We accept papers on the understanding that they are not being considered for publication elsewhere.
There is nothing to prevent you submitting your draft directly to the "outer" discussion list. We suggest, however, that you first ensure that it is relevant for ARI. You can check this by first emailing it to one of the series editors for comment:Bob Dick firstname.lastname@example.org Stewart Hase email@example.com Ron Passfield firstname.lastname@example.org Paul Wildman email@example.com
They may limit their comment to the relevance of the paper to ARI. You should not assume that their approval says anything about the likelihood of eventual publication.
(Other members of the editorial panel may also be willing to comment on the relevance of your paper to ARI, before you submit it. However, you should check with them before sending material.)
Before submitting any drafts you must be a subscriber to the journal. (If you were not subscribed you would be unable to take part in the discussion on your paper.) To subscribe, send an email message indicating your wish to do so, to Bob Dick <firstname.lastname@example.org>. Before doing so, you should read the material below on copyright and research permission
You can then expect supportive and critical comment on your draft from the journal subscribers. Members of the editorial panel are also likely to comment. They have been encouraged not to treat this as an adversarial activity. They will do what they can to make this an exercise in striving towards high quality through mutual exploration and inquiry. We urge you to respond non-defensively in like manner.
There are no appointed reviewers as such, though you may nominate some members of the editorial panel whom you would like to be invited to comment. Any subscriber or panel member may comment. You may revise or withdraw your draft at any time. You are not obliged to modify your paper to suit the views of any particular panel member or editor.
When a quorum of the panel have stated that in their view it is of high quality, and relevant, it will be posted on the inner list and simultaneously in hypertext on the web.
From time to time, collated papers may also be issued in hard copy by Southern Cross University Press.
Copyright and research permission
There are two conditions which may influence your decision to submit a draft to ARI. You should read the following. Your submission of material to ARI will be taken as signifying agreement to these conditions.
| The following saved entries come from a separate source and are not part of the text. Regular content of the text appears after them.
PR #843, opened 2021-06-24
typed parameters inference in sql stmts

jeroiraz:
This PR implements parameters and type checking in SQL statements.
While main reason for this work was due to the requirement to implement extended query support of psql protocol, it may be useful to statically detect inconsistencies in SQL statements.

New operations added to database interface under `pkg/database` package:
- `InferParameters(sql string) (map[string]sql.SQLValueType, error)`
- `InferParametersPrepared(stmt sql.SQLStmt) (map[string]sql.SQLValueType, error)`

At embedded SQL Engine level the following operations has been added:
- `InferParameters(sql string) (map[string]SQLValueType, error)`
- `InferParametersPreparedStmt(stmt SQLStmt) (map[string]SQLValueType, error)`

e.g.
```
params, err = engine.InferParameters("SELECT * FROM mytable WHERE active AND @active")
require.NoError(t, err)
require.Len(t, params, 1)
require.Equal(t, BooleanType, params["active"])
```


embedded/sql/stmt.go
```diff
@@ -845,6 +1092,36 @@ func (stmt *SelectStmt) Limit() uint64 {
...
+	return params, nil
+}
+
+func (stmt *SelectStmt) inferParameters(e *Engine, implicitDB *Database, params map[string]SQLValueType) error {
+	_, _, _, err := stmt.CompileUsing(e, implicitDB, nil)
+	if err != nil {
+		return err
+	}
+
+	snapshot, err := e.Snapshot()
```
byo, line 1112: Is it guaranteed that this snapshot will be the same when executing the query? What if the schema changes in the meantime?

embedded/sql/stmt.go
```diff
@@ -93,6 +94,8 @@ const (
 type SQLStmt interface {
 	isDDL() bool
 	CompileUsing(e *Engine, implicitDB *Database, params map[string]interface{}) (ces, des []*store.KV, db *Database, err error)
+	InferParameters(e *Engine) (params map[string]SQLValueType, err error)
```
mmeloni, line 97: I think we should provide InferParameter from database package.
Using engine is not pratical since server is using database package to expose api.

mmeloni (changes requested):
We should use new error package, isnt?

embedded/sql/stmt.go
jeroiraz: this is the internal implementation, but the upper layers will expose it as you describe

embedded/sql/stmt.go
jeroiraz: good point. Currently there is no catalog changes that could affect inferred types but even in such case, the query resolution may raise errors due to types mismatch. Annotated this topic so to be accordingly analyzed.

mmeloni (dismissed):

PR #846, opened 2021-06-28
fix(pkg/server): lock userdata map read

mmeloni:


pkg/server/user.go
```diff
@@ -559,6 +559,8 @@ func (s *ImmuServer) addUserToLoginList(u *auth.User) {
 }
 
 func (s *ImmuServer) getLoggedInUserdataFromCtx(ctx context.Context) (int64, *auth.User, error) {
+	s.userdata.Lock()
```
jeroiraz, line 562: sync may be done in `getLoggedInUserDataFromUsername` function

mmeloni: done

jeroiraz (approved):

PR #859, opened 2021-07-19
Test/coverage increase

byo:


embedded/store/indexer.go
```diff
@@ -312,6 +312,7 @@ func (idx *indexer) doIndexing(cancellation <-chan struct{}) {
 		idx.stateCond.L.Lock()
 		for {
 			if idx.state == stopped {
+				idx.stateCond.L.Unlock()
```
byo, line 315: @jeroiraz I believe this unlock is missing here, can you confirm?

jeroiraz: yes, for sake of completeness but it shouldn't affect any functionality

jeroiraz (approved):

First, copyright. Copyright is vested jointly in the author(s) and the journal. You are able to use the material as you wish without our permission. (There is an exception if you later offer it for publication elsewhere. We ask that you make clear to the intending publisher that it has already been published. We require that ARI is identified in that later publication as the original vehicle for publication.) We retain the right to publish and republish your material in ARI (text, hypertext and hard copy).
You should note that material published in the journal in its various forms will include an explicit copyright waiver. This will say:Copyright © [year] Action research international and [author's name]. May be used with appropriate acknowledgment for any educational or training purpose without further permission
No royalties are paid for publication in ARI, either in the electronic or hard-copy formats.
Second, research permission. The subscribers to ARI form an active action research community. We research our own practice. You should assume that anything you post on ARI is a public document. It, and the accompanying discussion, may be analysed for research and evaluation purposes.